O amigo Lam
- André Duarte
- 11 de abr. de 2018
- 3 min de leitura
Atualizado: 13 de abr. de 2018
Ontem fiz um amigo. O amigo Lam. Antes de ontem, anteontem, nem sabia que ele existia. No fundo não existe desde 1982 e só começou a existir em 1902. Mas não importa, é meu amigo apesar de o conhecer já defunto. Entrei no seu mundo e cumprimentou-me com um quadro - de uma vila, numa encosta de casas sobrepostas, em desordem crescente, desconcertada, mundana. Depois outro de que não recordo a imagem. A seguir dois autorretratos, e ainda outro, para se fazer ver. Aí vi-o ainda como um estranho. Seguiram-se algumas fotos de família, pequenas discrições aqui e ali e continuei a conhecê-lo nas salas seguintes. Caminhei pela exposição ao ritmo da sua vida. Décadas de existência. Cresci com o seu percurso, conheci-o no seu caminho.
Quando terminei a visita tinha a certeza de ter feito um amigo, para a vida. Pelo menos para a minha. Sinto ter até uma dívida para com ele, porque o que um amigo como ele fez por mim naquela hora, eu não consigo retribuir. Posso tentar, mas ele fez muito. Porém, penso que ele não levará a mal, a amizade tem destas coisas e não se mede em favores, quando de verdade. No dia em que se colocar um quantificador de fazeres no fundo da sala da amizade, talvez algo não esteja bem. O Lam, que tem por nome primeiro Wifredo, é meu amigo.
Conhecemo-nos ontem numa exposição temporária. Ele na parede, eu a olhá-lo.

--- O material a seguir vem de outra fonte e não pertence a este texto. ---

PR #85, opened 2021-12-10
Support Camel Case Fields in API

haroldrubio:
This PR allows fields previously separated by underscores to be written using camel case to adhere to JSON styling conventions.


expertise/service/expertise.py
```diff
@@ -48,6 +48,17 @@ def __init__(self, client, config, logger):
         self.optional_fields = ['model', 'model_params', 'exclusion_inv', 'token', 'baseurl', 'baseurl_v2', 'paper_invitation', 'paper_id']
         self.path_fields = ['work_dir', 'scores_path', 'publications_path', 'submissions_path']
 
+        # For the optional fields, add camel case equivalents
+        camel_case_params = []
```
melisabok, line 52: instead of converting the field names, why don't you use the camel version directly?

melisabok: I think we can create a Config class that can be serialized from JSON object, similar to openreview-py classes.(Note, Invitation, etc)

purujitgoyal: +1

purujitgoyal: > I think we can create a Config class that can be serialized from JSON object, similar to openreview-py classes.(Note, Invitation, etc)

+1

haroldrubio:
For the validation of the fields in the request, should I return a bad request when extra/unexpected information is included even if it not used?
When reading from the entity objects, any extra information is never read and stored in the final config. However, for the model object, all extra information gets store in the final config - I just decided to allow this since the expertise system only reads from specific fields anyway, but maybe this should be changed?

This validation also differs from the current validation because it can only return 1 error in the request at a time whereas previously it returned all errors with the request. Should I look into keeping the feature where all errors are returned at the same time?

expertise/service/utils.py
```diff
@@ -158,3 +159,166 @@ def get_user_id(openreview_client):
...
+                self.paper_invitation = inv
+            elif 'id' in entity.keys():
+                id = _get_from_entity('id')
+                self.paper_id = id
+            else:
+                raise openreview.OpenReviewException(f"Bad request: no valid {type} properties in {entity_id}")
+        else:
+            raise openreview.OpenReviewException(f"Bad request: invalid type in {entity_id}")
+
+    def from_request(self, request):
```
melisabok, line 233: why don't you call it `from_json`?

haroldrubio: I called it `from_request` because the dict that it expects has the new API format (camel case fields), where as the `to_json` function converts the class into a dict that follows a format that is accepted by the expertise model (underscore/snake fields). I made this distinction to allow for a `from_json` function that is able to accept a dict formatted for the expertise model.

However, I'm open to changing it to `from_json` since I think this class will only be used for validation and loading from the initial API call.

expertise/service/expertise.py
```diff
@@ -79,11 +80,13 @@ def _prepare_config(self, request) -> dict:
...
-        config = self._validate_fields(request)
-        self.logger.info(f"Config validation passed - setting server-side fields")
+        validated_request = APIRequest()
+        validated_request.from_json(request)
+        config = ServerConfig(self._get_default_config(), validated_request).to_json()
+        self.logger.info(f"Config validation passed - setting server-side fields in {config}")
 
         # Populate with server-side fields
-        root_dir = os.path.join(self.working_dir, request['job_id'])
+        root_dir = os.path.join(self.working_dir, config['job_id'])
```
melisabok, line 89: if config is an instance of `ServerConfig` , shouldn't be `config.job_id` here?

expertise/service/expertise.py
```diff
@@ -102,98 +105,33 @@ def _prepare_config(self, request) -> dict:
             config['model_params']['mfr_checkpoint_dir'] = self.mfr_checkpoint_dir
 
         # Create directory and config file
+        token = config.pop('token')
```
melisabok, line 108: what does it mean `pop` here?

expertise/service/expertise.py
```diff
@@ -102,98 +105,33 @@ def _prepare_config(self, request) -> dict:
...
-            if len(error_fields['required']) > 0:
-                error_string += 'missing required field: ' + ' '.join(error_fields['required']) + '\n'
-            if len(error_fields['unexpected']) > 0:
-                error_string += 'unexpected field: ' + ' '.join(error_fields['unexpected']) + '\n'
-            if len(error_fields['model_params']) > 0:
-                error_string += 'unexpected model param: ' + ' '.join(error_fields['model_params']) + '\n'
-            raise OpenReviewException(error_string.strip())
-        else:
-            return config
+        return config, token
```
melisabok, line 114: it seems config already has a token, why do you return it here?

expertise/service/utils.py
```diff
@@ -158,3 +159,234 @@ def get_user_id(openreview_client):
...
+        def _camel_to_snake(camel_str):
+            camel_str = re.sub('(.)([A-Z][a-z]+)', r'\1_\2', camel_str)
+            return re.sub('([a-z0-9])([A-Z])', r'\1_\2', camel_str).lower()
+        
+        # Get the name of the job
+        self.name = _get_field_from_request('name')
+
+        # These are automatically provided by the server
+        self.user_id = _get_field_from_request('user_id')
+        self.job_id = _get_field_from_request('job_id')
```
melisabok, line 212: why the request has a job_id?

expertise/service/utils.py
```diff
@@ -158,3 +159,234 @@ def get_user_id(openreview_client):
...
+                raise openreview.OpenReviewException(f"Bad request: no valid {type} properties in {entity_id}")
+        else:
+            raise openreview.OpenReviewException(f"Bad request: invalid type in {entity_id}")
+
+        # Check for extra entity fields
+        if len(source_entity.keys()) > 0:
+            raise openreview.OpenReviewException(f"Bad request: unexpected fields in {entity_id}: {list(source_entity.keys())}")
+
+
+class ServerConfig(object):
```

Cubano, esteve na guerra e na escola, apostou numa carreira e conseguiu-a, pintou muito e bem. Sorte a nossa. Para mais, tinha um sentido de humor bastante apurado. Naquela hora que partilhei a sua companhia, ele dizia palavras e eu limitava-me a escutar, embevecido. A cada quadro ele dizia-me mais, mesmo quando eu pensava – já não é possível. Em alguns fez-me sorrir. Disse tanto. A determinado ponto da nossa conversa comoveu-me, a pontos de me humedecer os olhos pelo privilégio que me fez sentir por estar ali. Estava sozinho e gostava que mais pessoas estivessem ali. Talvez mesmo até o Mundo, para escutarem o mesmo, ou mesmo que fosse outra coisa. Porque um amigo como o Lam tem sempre algo mais a dizer e poderá dizer coisas diferentes a cada um de nós. No fundo, queria mesmo que mais pessoas, o maior número possível, conhecesse o Lam, mesmo que não gostasse do que ele tem para dizer. Uma pessoa que diz o que ele diz só pode ser um amigo.
O Lam está em Londres até 6 de janeiro. Alugou residência no Tate Modern. Tem bom gosto. Vista para o Thames River, várias salas só para ele, centro da capital britânica... O tempo que aqui estiver tem tudo para ser bem passado. Depois irá certamente fazer novos amigos pelo Mundo. O que ele tem a dizer merece ser ouvido, naquele escutar leve, prazeroso, como um bater de ondas na praia, calmo, sereno, majestoso. Temos que lhe dar tempo para a conversa fluir. Deixá- lo falar, escutá-lo ainda com maior atenção. Depressa vamos sorrir, ser surpreendidos com uma piada subtil enevoada num discurso austero, de uma aparência séria na forma, hilariante no efeito.
Além de amigo, o Lam é um Senhor. Senti-me preso tal a soberba da sua argumentação. Que deleite. Quando de novo abri a porta do nosso Mundo que tinha como cartão de entrada a palavra exit, timidamente, com pena, ainda olhei para trás uma última vez, num vislumbrar rápido, relanceado, triste. Pensei em recuar, ouvi-lo mais alguns instantes, mas preferi não o fazer. Por mais tempo que passássemos juntos, sabia que tinha de o deixar e seguir o meu caminho deixando-o no dele. Seria adiar uma separação que sabia inevitável. Um analgésico para uma conversa que tinha o fim sentenciado. Resisti e segui, com um breve girar de cabeça em que os olhos já nada viam, banhados por uma nostalgia turva, de despedida. Talvez um dia voltemos a estar juntos, a conversar. Aí também gostava de ter algo te para dizer. Até lá Lam.